The feedback from city councilmembers following Neal’s December presentation highlights the one remaining barrier to meaningful police reforms: support from Fort Worth’s city councilmembers and mayor, many of whom are up for reelection on May 1.

Councilmember Cary Moon queried Neal on the need for independent oversight of the police department.

“I feel like we already have a community oversight board,” he said. “It’s nine members of mayor and council who are elected. How would this model be different … compared to the historical success that we as a council have had?”

Neal responded that many in the community do not trust the police or the Fort Worth government as a whole and that a citizen review board would go a long way toward restoring that trust.

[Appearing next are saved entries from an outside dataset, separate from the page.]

PR #21318, opened 2021-04-14
Adding integration test for numba.jit and lambdify

abbyjng:
#### References to other Issues or PRs

Addresses #20070 

#### Brief description of what is fixed or changed
- Creates file `sympy/external/tests/test_numba.py` to test that `numba.jit` works properly with `lambdify()`.
- Adds numba to the list of optional dependencies in `.travis.yaml`.
- Adds numba to the list of travis tests in `bin/test_travis.sh`.

#### Release Notes

NO ENTRY

PR #20088, opened 2020-09-15
Added test for using numba.jit with lambdify

xavierdurawa:
Added a test to check that numba.jit is working
properly with lambdified functions.

#### References to other Issues or PRs

Addresses #20070

#### Brief description of what is fixed or changed
New test was added to ensure that numba.jit works
with Sympy's lambdified functions

#### Release Notes

NO ENTRY

PR #23050, opened 2022-02-09
Add a test for lambdify used with numba 

### LINKED ISSUE #20070: Add a test that lambdify works with numba
We should have a test in our test suite that tests that lambdify() works properly if you jit it with `numba.jit`. If we have that, then numba can add it to their integration tests to avoid potentially breaking it in the future (and we can also avoid breaking it too). 

See https://github.com/numba/numba/issues/2328

sumit-158:
Fixes #20070
Adding test in [test_lumbidify.py](https://github.com/sympy/sympy/blob/master/sympy/utilities/tests/test_timeutils.py) that work for numba 

#### Release Notes

NO ENTRY

### DIFF
--- a/.github/workflows/runtests.yml
+++ b/.github/workflows/runtests.yml
@@ -148,7 +148,8 @@ jobs:
       - run: python -m pip install --upgrade pip
       - run: pip install mpmath gmpy2 matplotlib numpy scipy aesara ipython \
                          symengine cython llvmlite wurlitzer \
-                         autowrap numexpr 'antlr4-python3-runtime==4.7.*'
+                         autowrap numexpr 'antlr4-python3-runtime==4.7.*' \ 
+                         numba
       # Test external imports
       - run: bin/test_external_imports.py
       - run: bin/test_submodule_imports.py
--- a/.mailmap
+++ b/.mailmap
@@ -1102,6 +1102,7 @@ Subhash Saurabh <subhashsaurabh419@gmail.com>
 Sudarshan Kamath <sudarshan.kamath97@gmail.com>
 Sudeep Sidhu <sudeepmanilsidhu@gmail.com> sidhu1012 <sudeepmanilsidhu@gmail.com>
 Sudhanshu Mishra <mrsud94@gmail.com>
+Sumit Kumar <mr.sumitkrr@gmail.com> Sumit Kumar <96618001+sumit-158@users.noreply.github.com>
 Sumith Kulal <sumith1896@gmail.com>
 Sunny Aggarwal <sunnyaggarwal1994@gmail.com>
 Supreet Agrawal <supreet11agrawal@gmail.com> stm <supreet11agrawal@gmail.com>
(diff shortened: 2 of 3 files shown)


anutosh491:
> #### Other comments
> #### Release Notes
> NO ENTRY

You need to add release notes correctly for the checks to pass , if you're not sure how to do so refer to [guide on how to write release notes](https://github.com/sympy/sympy/wiki/Writing-Release-Notes)

anutosh491:
Also line `1356` has some trailing whitespaces which need to be removed .python bin/strip_whitespace followed by the file name 
`python bin/strip_whitespace sympy/utilities/tests/test_lambdify.py` is the command which would hep you here !

sumit-158:
> Thank you for the Help!!

anutosh491:
You would also need to update your name in the `./mailmap` file , otherwise the tests would fail . I'll attach a string of comments by one of the maintainers here , it seems to be a good guide for this

sumit-158:
@oscarbenjamin @oscargus Please review this PR.

oscargus:
This is the outcome:

```
test_issue_20070 numba not installed s
```
so numba should be installed as well. That is done by adding numba here:
https://github.com/sympy/sympy/blob/7cb6a0d7c67585441c93eeb89103390e156f0319/.github/workflows/runtests.yml#L149-L151

sumit-158:
Hey, @oscargus I have done the task please review it?

oscargus:
Seems to work, but it would be better to have it on the same line. Now numpy is first installed, removed and reinstalled.

On the other hand, this limits the numpy-version, so not sure how it should be prioritized.

.github/workflows/runtests.yml
```diff
@@ -149,6 +149,7 @@ jobs:
       - run: pip install mpmath gmpy2 matplotlib numpy scipy aesara ipython \
                          symengine cython llvmlite wurlitzer \
                          autowrap numexpr 'antlr4-python3-runtime==4.7.*'
+      - run: pip install numba
```
oscarbenjamin, line 152: This should just be added to the previous line

sumit-158: can you please review now!!

.github/workflows/runtests.yml
```diff
@@ -148,8 +148,8 @@ jobs:
       - run: python -m pip install --upgrade pip
       - run: pip install mpmath gmpy2 matplotlib numpy scipy aesara ipython \
                          symengine cython llvmlite wurlitzer \
-                         autowrap numexpr 'antlr4-python3-runtime==4.7.*'
-      - run: pip install numba
+                         autowrap numexpr 'antlr4-python3-runtime==4.7.*' \ 
+                         pip install numba
```
oscargus, line 152:
```suggestion
                         numba
```

oscargus: These are package names. We do not want to install `pip` (as it is already installed) and not install `install` (as it is not needed).

.github/workflows/runtests.yml
oscargus: Please refrain from using exclamation marks, especially multiple. If it took you ten days to fix it, why the hurry now?

oscargus:
Can you please rebase and squash the commits? Right now there are nine commits for a rather marginal change. Thanks!

oscargus:
Looks good! Thanks!

(We should probably also merge the more thorough tests from #21318 and #20088 in, with correct attribution.)

PR #23065, opened 2022-02-12
refactoring with var unpack

idiomaticrefactoring:
refactoring code with var unpack which is more pythonic, concise, readable and efficient; how do think this change which has practical value？

#### Release Notes

NO ENTRY


oscargus:
I agree with @oscarbenjamin 

The problem right now is that any changes there are not tested.

But in general, I am positive to this type of changes, just not in RUBI.

oscarbenjamin:
I'm going to close this. Thank you @zjzh for the contribution but it is best to leave this particular part of the code base alone for now.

Councilmember Gyna Bivens said that Moon’s comments had left her “almost hyperventilating.”

“Let us not be mistaken into believing that we skipped all the way to the level of what some consider success,” she said. “I would submit that without the use of bodycams, we wouldn’t be forced to deal with the inequities that have taken place. Not until you have heard the voice of people who have been oppressed and treated unfairly do we get to give ourselves a passing grade in this city.”

Councilmembers Ann Zadeh (who is running for mayor) and Kelly Allen Gray voiced support for Neal’s outline of how a citizen review board would be created.

Brian Byrd (who is also running for mayor) said he will need to understand the “added value” of a review board before passing judgment.

“I think your office is already doing great community engagement,” he said. “If we do a permanent committee, there will be a tremendous amount of work to shepherd that committee. I would encourage you all to focus on what is the added value and make that case for us.”

The confluence of the pending release of the workgroup’s recommendations on forming a citizen review board and the May 1 general election means that upcoming votes for eight city councilmembers and a new mayor — Mayor Betsy Price is not seeking reelection — are, in effect, a referendum on a citizen review board. Already, special interests are using strawman arguments over “police defunding” to muddy the waters on the ongoing process of forming a citizen review board when such a board represents a step toward police accountability that nearly nine in 10 Fort Worthians view as progress.